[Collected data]
=== Section Start ===

PR #799, opened 2021-05-20
schema: create agent in MEI shared

### LINKED ISSUE #555: publisher of a work
`<work>` allows the following elements as direct children: 
* arranger 
* author 
* composer 
* contributor 
* editor 
* funder 
* librettist 
* lyricist 
* sponsor

Why then is `<publisher>` not allowed? 
IMHO this is an inconsistency. While some elements totally make sense as children of work, others don't, e.g. why is `<editor>` allowed whilst `<publisher>` isn't?

I want to compile a simple straight-forward list of works containing just title, composer and publisher. 
The only way I see now is to put the publisher in work/biblList/bibl/publisher. Way to go?

doerners:
This PR adds the agent element to the schema as discussed in #555 and removes all the specialised elements related to persons (e.g. composer, librettist, arranger etc.)

fixes #555


doerners:
converted to draft since guidelines still need to be adapted

doerners:
Since this PR is affecting the [anyStart customization](https://github.com/music-encoding/music-encoding/blob/develop/customizations/mei-all_anyStart.xml#L64), does it have to be adapted manually?

musicEnfanthen:
We started to identify sections in the guidelines that need to be reworked for this PR:

- [chapter 3](https://music-encoding.org/guidelines/dev/content/metadata.html): multiple subchapters need a rewrite including revision of examples; some affected subchapters: 
  - 3.3. (most of the listings), 
  - 3.4.1.1(listing 43), 
  - 3.4.1.3, 
  - 3.4.1.4, 
  - 3.4.1.5, 
  - 3.4.3, 
  - 3.5.1 (listing 69), 
  - 3.6.1, 
  - 3.8.3 (listing 101,102)
- clarify the use of `agent` in connection with `respStmt`, i.e. allowed inside and outside? E.g.,

```xml
<titleStmt>
    <title>Festival jubilate : an electronic transcription</title>
    <agent role="composer">
        <persName>Amy Marcy Beach</persName>
    </agent>
    <respStmt>
        <resp>Encoded by</resp>
        <agent role="encoder">
            <name>Jane Doe</name>
        </agent>
    </respStmt>
</titleStmt>
```
- NB: there is no "encoder" in the MARC Relator List


- [chapter 9](https://music-encoding.org/guidelines/dev/content/textencoding.html): 
  - 9.2.8 (names): clarify "(optional) module" (namesdates) and "dedicated elements" (`persName`, `corpName`)
  - 9.2.11 (adresses)
  - 9.2.12 (bibl references)

source/modules/MEI.shared.xml
```diff
@@ -4922,58 +4877,32 @@
...
-      </rng:zeroOrMore>
-    </content>
-  </elementSpec>
-  <elementSpec ident="contributor" module="MEI.shared">
-    <desc>Names of individuals, institutions, or organizations responsible for contributions to the
-      intellectual content of a work, where the specialized elements for authors, editors, etc. do
-      not suffice or do not apply.</desc>
+  <elementSpec ident="agent" module="MEI.shared">
+    <desc>The name of an individual or corporate body who or which is related to any other entity. 
+      The nature of the relationship should be expressed within the <att>role</att> attribute.</desc><!-- TODO: check if speaker,audience, distributor are needed-->
```
ahankinson: Fix line length to match surrounding text.

source/modules/MEI.shared.xml
```diff
@@ -4922,58 +4877,32 @@
...
-            test="not(matches(normalize-space(lower-case(@role)),               '(arranger|author|composer|contributor|editor|funder|librettist|lyricist|sponsor)'))"
-            >The value of @role must not contain the name of another element available in this
-            context.</sch:assert>
-        </sch:rule>
-      </constraint>
-    </constraintSpec>
     <attList>
-      <attDef ident="role" usage="rec">
-        <desc>Used to specify the contributor's function.</desc>
+      <attDef ident="role" usage="req">
```
ahankinson, line 5044: Very few things in MEI are actually required. I would suggest this be `rec` (it is possible to have an agent and to not know what role they played!)

source/modules/MEI.shared.xml
```diff
@@ -4922,58 +4877,32 @@
...
+        <desc>Used to specify the agent's function.</desc>
```
ahankinson: There is no documentation here to suggest where the role values come from. I noticed someone mentioned MARC21 relator codes? 

Is there any value in having a corresponding `role.uri` attribute, similar to `glyph.uri`, so that we can point to a fully qualified URI for the role? e.g., from the list here: https://id.loc.gov/vocabulary/relators.html

There is also a set of URIs for `agentType` which may be useful to differentiate between a person, organization, or software agent: 

https://id.loc.gov/vocabulary/preservation/agentType.html

MEI is generally conservative about using the `type` attribute, but in this case perhaps:

```xml
<agent type="person" type.uri="http://www.loc.gov/premis/rdf/v3/Person" role="engraver" role.uri="http://id.loc.gov/vocabulary/relators/egr" />
```

Would that make sense?

ahankinson (changes requested):
See my earlier comments about changes.

source/modules/MEI.shared.xml
musicEnfanthen: Do you mean the comment? It will be removed later anyway .

musicEnfanthen:
@ahankinson Thank you for the helpful comments. The PR is implementing the approach developed and discussed within the metadata IG and described in #555 (esp. https://github.com/music-encoding/music-encoding/issues/555#issuecomment-808063170). As it stands, the idea was to use `role` attribute as a free text description, and `auth.uri` to "point to a fully qualified URI for the role". `<agent>` can then include a `<persname>`, `<corpname>` or `<name>` to specify the "type" of agent. Do you think another type attribution on `agent` itself would help? And would you prefer `role.uri` to `auth.uri`?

=== Section End ===

**Your objective**
Each line of the data in which the string "that" appears needs to be copied.

**Solution for this task**
We started to identify sections in the guidelines that need to be reworked for this PR:
Is there any value in having a corresponding `role.uri` attribute, similar to `glyph.uri`, so that we can point to a fully qualified URI for the role? e.g., from the list here: https://id.loc.gov/vocabulary/relators.html
Would that make sense?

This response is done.